- [TASK DIRECTIONS]:
The expected answer is the set of lines in the data below between the line holding "Show node id" and the line holding "-173,7 +173,7 @@", inclusive, written out exactly.

***** INPUT DATA

Issue #1277, opened 2023-10-25
contacts view: include node id and node status


xmonader:
![image](https://github.com/threefoldtech/tfgrid-sdk-ts/assets/64129/857d1a88-0964-4ce4-a9f6-9af5d35fa676)

0oM4R:
status: 
![Screenshot from 2023-10-25 16-30-19](https://github.com/threefoldtech/tfgrid-sdk-ts/assets/62248851/12040bcc-5d10-43fd-abf7-56d5a9e32454)

now i can get node status but can't handle standby nodes as it's supported on girdproxy client on 3.13; 
will handle name contracts tmw

0oM4R:
__Blocked__: can't handle standby nodes as it's supported on girdproxy client on 3.13;

0oM4R:
__Status__: PR is ready for review,

A-Harby:
Verified, Devnet 881667d.
Node ID and node status are now displayed.
![image](https://github.com/threefoldtech/tfgrid-sdk-ts/assets/109473873/8562fd24-df37-43bc-925d-65850e0a1653)

PR #1288, opened 2023-10-25
Contract view: add node details

0oM4R:
### Description

Show node id and its status in contracts table 

check node id and node status columns  
Screenshot from 2023-10-29 13-24-30

- couldn't test standby status but this is how it will look.
Screenshot from 2023-10-29 13-36-01

### Changes
- change gridproxy client version 
- add logic to get nodes status 
- add columns for node id and node status 

### Related Issues

[#1277](https://github.com/threefoldtech/tfgrid-sdk-ts/issues/1277)

### Checklist

- [ ] Tests included
- [x] Build pass
- [ ] Documentation

### DIFF
--- a/packages/playground/src/weblets/tf_contracts_list.vue
+++ b/packages/playground/src/weblets/tf_contracts_list.vue
@@ -173,7 +173,7 @@ const headers: VDataTableHeader = [
   { title: "Solution Name", key: "solutionName" },
   { title: "Created At", key: "createdAt" },
   { title: "Expiration", key: "expiration" },
-  { title: "Node ID", key: "nodeId", sortable: false },
+  { title: "Node ID", key: "nodeId" },
   { title: "Node Status", key: "nodeStatus", sortable: false },
   { title: "Details", key: "actions", sortable: false },
 ];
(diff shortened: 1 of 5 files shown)


packages/playground/src/weblets/tf_contracts_list.vue
```diff
@@ -260,11 +279,35 @@ async function onDelete() {
...
+    if (typeof nodeId !== "number") return {};
+    const status = (await gridProxyClient.nodes.byId(nodeId)).status;
+    return { [nodeId]: status };
+  });
+
+  const resultsArray = await Promise.all(resultPromises);
+
+  return resultsArray.reduce((acc, obj) => Object.assign(acc, obj), {});
+}
+function getNodeStateColor(state: NodeStatus): string {
```
zaelgohary, line 294: Set a default case or the return type might be undefined.

zaelgohary (changes requested):

packages/playground/src/weblets/tf_contracts_list.vue
0oM4R: the nodeStatus have only three cases and each case is handled, i believe there is no need to set default case as long as we didn't have any unhanded NodeStatus value, what do you think ?

zaelgohary (approved):

amiraabouhadid (approved):
looks good 
image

**********

- [TASK SOLUTION]:
Show node id and its status in contracts table 

check node id and node status columns  
Screenshot from 2023-10-29 13-24-30

- couldn't test standby status but this is how it will look.
Screenshot from 2023-10-29 13-36-01

### Changes
- change gridproxy client version 
- add logic to get nodes status 
- add columns for node id and node status 

### Related Issues

[#1277](https://github.com/threefoldtech/tfgrid-sdk-ts/issues/1277)

### Checklist

- [ ] Tests included
- [x] Build pass
- [ ] Documentation

### DIFF
--- a/packages/playground/src/weblets/tf_contracts_list.vue
+++ b/packages/playground/src/weblets/tf_contracts_list.vue
@@ -173,7 +173,7 @@ const headers: VDataTableHeader = [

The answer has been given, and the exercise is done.